After Champ and the pax had left for the camp, I went back to the maintenance facility. The madala Bakwena mechanic had already diagnosed the problem: the rectifier was blown. He could fix it, but he would need until tomorrow afternoon. He seemed exceptionally competent, so I left him to it and returned to the pub, waiting for Champ to come back so I could buy him his two rounds.

The next afternoon I joined my pax in time for the sunset boat cruise to the heronry. Moyo, our guide expertly managed to position us for Anette to photograph swooping fish eagles near the hatching sight. The crocodiles were waiting patiently underneath the nests for the exceptionally ugly baby Marabou Storks to fall out.

All was well for a while. Since the camp was full, I had to sleep in the pilot tent that night. Freezing my bum off, trying to fall asleep, I listened to the lion roaring close by, the bell frogs doing their thing and the hippos laughing. The lion was obviously on the move, as the roaring came closer and closer as time went by. Shivering, I got up and searched for more clothes to put on. It must have been around



21:00 and as I got back into the rickety wire bed, I realised that the lion was getting closer and closer. The tent fabric was thin, and when I started hearing the lion's inbreath between roars, I started to get worried about what kind of protection the dark green material could actually provide. At this stage, no longer feeling the cold, listening with all my might, I heard him grunting next to my bed on the other side of the flimsy material, as he lay down in the sand. I'll never forget the soft and gentle noise the sand makes, when a lion gets comfortable at a distance of about ten cm. The tent vibrated with his roar.

“I'll never fall asleep now”, I thought, lying rigidly still in bed, hands crossed over my chest, already in coffin pose. When I woke up, the sun was out and the birds were chirping. I had missed the morning boat ride and the camp had dispatched a staff member to come looking for me, as I was also absent from breakfast.

“Captain, wake up and come for breakfast.”

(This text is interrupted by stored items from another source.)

Issue #259, opened 2015-06-02
Minor animation glitch when showing keyboard on a form


rsanchezsaez:
There's a minor animation glitch when showing the keyboard on a form with text field questions (e.g., `ORKHealthKitQuantityTypeAnswerFormat`).

When you tap any of the text field while the keyboard is hidden, the placeholder label performs a glitchy animation. Try `ORKTest`'s *Mini Form* to reproduce.

100% reproducible on *iPhone 6* running *iOS 8.3*. Happens both on *master* and *stable*.

PR #274, opened 2015-06-06
Minor animation glitch when showing keyboard on a form #259

niakrise:
Added saving for previous _suffixLabel.frame.


YuanZhu-apple:
This is great, the glitch in first case has been fixed. 


Can you take a look the "jumping" in the second case?

niakrise:
Ok, I fixed second case too.

YuanZhu-apple:
Great work!

PR #275, opened 2015-06-07
Update links

kant:


jwe-apple:
Sorry, these links are correct. They get converted to real links when we run appledoc, and the generated documentation appears here: http://researchkit.org/docs/docs/Overview/GuideOverview.html

PR #276, opened 2015-06-07
Minor changes to Spanish translation

kant:


jwe-apple:
Thanks for the feedback. Tracking with rdar://problem/21277286

jwe-apple:
Thanks for the suggestions. We believe the current version is ok for this release but may revisit some aspects in future.

PR #277, opened 2015-06-07
Update link

kant:


jwe-apple:
Same comment as on previous link update patch.

Issue #193, opened 2015-05-17
Entering invalid value in a form allows going to next step


rsanchezsaez:
If the participant types an invalid value in a form field (e.g., she types letters in a numeric filed) and presses next, the view controller shows an *Invalid Value* alert, but the view controller goes to next step. If you go back, the field where you entered the invalid value shows `NaN`.

The view controller should prevent from going to the next step if the participant has typed an invalid value.

PR #278, opened 2015-06-08
prevent ORKFormStepViewController proceeding to the next step if the …

coxy1989:
…participant has typed an invalid value (issue #193)

### DIFF
--- a/ResearchKit/Common/ORKFormStepViewController.m
+++ b/ResearchKit/Common/ORKFormStepViewController.m
@@ -882,7 +882,7 @@
 }
 
 - (void)formItemCell:(ORKFormItemCell *)cell answerDidChangeTo:(id)answer {
-    if (answer && cell.formItem.identifier) {
+    if (answer && cell.formItem.identifier && [cell isAnswerValid]) {
         [self setAnswer:answer forIdentifier:cell.formItem.identifier];
     } else if (answer == nil && cell.formItem.identifier) {
         [self removeAnswerForIdentifier:cell.formItem.identifier];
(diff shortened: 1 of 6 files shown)


YuanZhu-apple:
This patch fails to prevent from going to the next step if the participant has typed an invalid value.

1. Go to Mini Form's 2nd step in ORKTest App
2. Type a number in first field
3. Paste some text in second field
4. Tap next button at the bottom, alert shows but fails to prevent going to the next step.

ios simulator screen shot jun 8 2015 5 24 54 pm

coxy1989:
Ah yes, apologies. This approach covers that case.

ResearchKit/Common/ORKFormStepViewController.m
```diff
@@ -521,8 +521,19 @@ - (BOOL)allAnswered {
...
+        if (isNonNull && ![item.impliedAnswerFormat isAnswerValid:answer]) {
+            return NO;
+        }
+    }
+    return YES;
+}
+
 - (BOOL)continueButtonEnabled {
-    return ([self allAnswered] || (self.step.optional && ([self numAnswered] > 0 || ! self.skipButtonItem)));
+    return ([self allAnswersValid] && ([self allAnswered] || (self.step.optional && ([self numAnswered] > 0 || ! self.skipButtonItem))));
```
YuanZhu-apple: A little hard to read, how about splitting this one line to something like:

```
BOOL optionalButNotEmpty = self.step.optional && ([self numAnswered] > 0 || ! self.skipButtonItem);
return [self allAnswersValid] && ([self allAnswered] || optionalButNotEmpty);
```

And put some documentation around that?

PR #282, opened 2015-06-08
Vietnamese is a family name first language

jwe-apple:
Add Vietnamese to the list of such languages for consent review.


jwe-apple:
r=Yuan

PR #283, opened 2015-06-08
Revert "Vietnamese is a family name first language"

jwe-apple:
Reverts ResearchKit/ResearchKit#282


jwe-apple:
This needed to go into convergence first.

PR #285, opened 2015-06-08
Fix speech rate on iOS 8.3 and earlier

jwe-apple:
Patch earlier this week adjusted the speech rate to use the default speech
rate. This is too fast a rate on iOS 8.3 and earlier.


jwe-apple:
r=Justin

Issue #292, opened 2015-06-13
Value picker in a non optional form allows going to next step


julientherier:
If I add a value picker in a non optional form step, I can go to next step if:
• I select a value in the picker,
• Then go back to "Select a Value".

It should disabled to next button in this case.

YuanZhu-apple:
Thanks for catching this!
I confirm it is a bug.

PR #298, opened 2015-06-21
Fix issue #292 Value picker in a non optional form allows going to next step

YuanZhu-apple:
#292

Add a shared method `ORKIsAnswerEmpty(id answer)` to judge if an answer is empty.
Also add a non optional form step in ORKTest to verify this fix.


YuanZhu-apple:
@julientherier Can you review this one?

julientherier:
@YuanZhu-apple I'll be able to review it on Friday, sorry for the delay.

julientherier:
I can confirm the code behaves as expected.
Thanks for this fix, I'd like to use it in my next active task, it will help me.

PR #304, opened 2015-07-01
Reverse family/given name order for zh, ko and ja

weijentu:
When making a pdf file through ORKConsentDocument, family/given also have to be switched its order when the language configuration with a prefix@"zh", @"ko" or @"ja". Besides nameStr "&nbsp;" is not necessary in these languages.

### DIFF
--- a/ResearchKit/Common/ORKHelpers.h
+++ b/ResearchKit/Common/ORKHelpers.h
@@ -165,6 +165,8 @@ NSCalendar *ORKTimeOfDayReferenceCalendar();
 NSDateComponents *ORKTimeOfDayComponentsFromDate(NSDate *date);
 NSDate *ORKTimeOfDayDateFromComponents(NSDateComponents *dateComponents);
 
+BOOL ORKCurrentLocalePresentsFamilyNameFirst();
+
 UIFont *ORKTimeFontForSize(CGFloat size);
 UIFontDescriptor *ORKFontDescriptorForLightStylisticAlternative(UIFontDescriptor *descriptor);
 
@@ -178,17 +180,6 @@ ORKEqualObjects(id o1, id o2) {
 ORK_INLINE BOOL
 ORKEqualFileURLs(NSURL *url1, NSURL *url2) {
     return ORKEqualObjects(url1, url2) || ([url1 isFileURL] && [url2 isFileURL] && [[url1 absoluteString] isEqualToString:[url2 absoluteString]]);
-}
-
-ORK_INLINE BOOL
-ORKCurrentLocalePresentsFamilyNameFirst() {
-    NSString * language = [[[NSLocale preferredLanguages] firstObject] substringToIndex:2];
-    static dispatch_once_t onceToken;
-    static NSArray *familyNameFirstLangs = nil;
-    dispatch_once(&onceToken, ^{
-        familyNameFirstLangs = @[@"zh",@"ko",@"ja"];
-    });
-    return (language != nil) && [familyNameFirstLangs containsObject:language];
 }
 
 ORK_INLINE NSArray *
--- a/ResearchKit/Common/ORKHelpers.h
+++ b/ResearchKit/Common/ORKHelpers.h
@@ -180,6 +180,17 @@ ORKEqualFileURLs(NSURL *url1, NSURL *url2) {
     return ORKEqualObjects(url1, url2) || ([url1 isFileURL] && [url2 isFileURL] && [[url1 absoluteString] isEqualToString:[url2 absoluteString]]);
 }
 
+ORK_INLINE BOOL
+ORKCurrentLocalePresentsFamilyNameFirst() {
+    NSString * language = [[[NSLocale preferredLanguages] firstObject] substringToIndex:2];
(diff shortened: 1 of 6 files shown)


ResearchKit/Consent/ORKConsentSignature.h
```diff
@@ -90,6 +90,13 @@ ORK_CLASS_AVAILABLE
                                     dateFormatString:(nullable NSString *)dateFormatString
                                           identifier:(NSString *)identifier;
 
+/**
+ Returns a boolean to indicate family name order.
+ 
+ Use this factory method to indicate family name first in the languages with a prefix @"zh", @"ko" and @"ja".
+ */
++ (BOOL)currentLocalePresentsFamilyNameFirst;
+
```
YuanZhu-apple: I understand this method should be accessible from both viewController and PDF generator. But I feels this is not API, it should be placed in `ORKHelpers.h` with other internal utility methods.

ResearchKit/Consent/ORKConsentSignatureFormatter.m
```diff
@@ -58,7 +58,11 @@ - (NSString *)HTMLForSignature:(ORKConsentSignature *)signature {
             if (signature.familyName) {
                 [names addObject:signature.familyName];
             }
-            nameStr = [names componentsJoinedByString:@"&nbsp;"];
+            if ([ORKConsentSignature currentLocalePresentsFamilyNameFirst]) {
+                nameStr = @"";
```
YuanZhu-apple: Why assign an empty string here?

ResearchKit/Consent/ORKConsentSignatureFormatter.m
```diff
@@ -58,7 +58,11 @@ - (NSString *)HTMLForSignature:(ORKConsentSignature *)signature {
...
+                names = [[[names reverseObjectEnumerator] allObjects] mutableCopy];
+            }
+            nameStr = [names componentsJoinedByString:nameStr];
```
YuanZhu-apple: Keep `@"&nbsp;"` as the separator.

YuanZhu-apple:
Hey @weijentu, YES, the name order in PDF should follow `currentLocalePresentsFamilyNameFirst `.

ResearchKit/Consent/ORKConsentSignature.h
weijentu: Yeah, I agree with you. At first, I just thought it's all related to ORKConsentSignature. To put the method in ORKHelper is much better.

ResearchKit/Consent/ORKConsentSignatureFormatter.m
weijentu: A family name + given name without a space is very common in the Asian country because it's not mandatory. However, maybe you are right, I think it could be more formal with a space in an official document.

ResearchKit/Consent/ORKConsentSignatureFormatter.m
```diff
@@ -58,7 +59,10 @@ - (NSString *)HTMLForSignature:(ORKConsentSignature *)signature {
             if (signature.familyName) {
                 [names addObject:signature.familyName];
             }
-            nameStr = [names componentsJoinedByString:@"&nbsp;"];
+            if (ORKCurrentLocalePresentsFamilyNameFirst()) {
+                names = [[[names reverseObjectEnumerator] allObjects] mutableCopy];
+            }
+            nameStr = [names componentsJoinedByString:nameStr];
```
YuanZhu-apple: It would be nice to make the separator explicit, just use:
`nameStr = [names componentsJoinedByString:@"&nbsp;"];`

weijentu: Yes, I just updated it :)

ResearchKit/Common/ORKHelpers.h
```diff
@@ -180,6 +180,17 @@ ORKEqualFileURLs(NSURL *url1, NSURL *url2) {
...
+ORKCurrentLocalePresentsFamilyNameFirst() {
+    NSString * language = [[[NSLocale preferredLanguages] firstObject] substringToIndex:2];
+    static dispatch_once_t onceToken;
+    static NSArray *familyNameFirstLangs = nil;
+    dispatch_once(&onceToken, ^{
+        familyNameFirstLangs = @[@"zh",@"ko",@"ja"];
+    });
+    return (language != nil) && [familyNameFirstLangs containsObject:language];
+}
+
```
YuanZhu-apple: As far as I understand, `inline` keyword would actually copy the code to the places where it get referenced. It causes `static dispatch_once_t onceToken` and `static NSArray *familyNameFirstLangs` to be duplicated. Since we want `familyNameFirstLangs` to be only constructed once, do not use `inline` with this function. Do something similar to `NSDateComponents *ORKTimeOfDayComponentsFromDate(NSDate *date);`.

weijentu: Thank you for reminding me! It's a great highlight.

YuanZhu-apple:
Thanks @weijentu, looks good, merged.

“I am not coming out. There's a lion somewhere outside my tent, stop shouting and look for the thing. Be careful.”

I heard his footsteps squishing in the sand as he circled the outside of the tent. Then he started laughing as he came to the side of my bed. In between the laughter he managed to get out: “Hahhaaaa, come and see, hahahah!”

I ventured out and saw the indentation, where the lion had lain, right next to my bed. One could even see the spots where his huge mane had made a pattern in the sand. His huge pawprints were clearly visible as well. The staff member laughed even harder now, at my surprised eyes and ashen face. I was grateful that I didn't have to fly that day. I was finished.

The gratefulness soon completely evaporated when I heard the plans for the day: “Walking Safari”.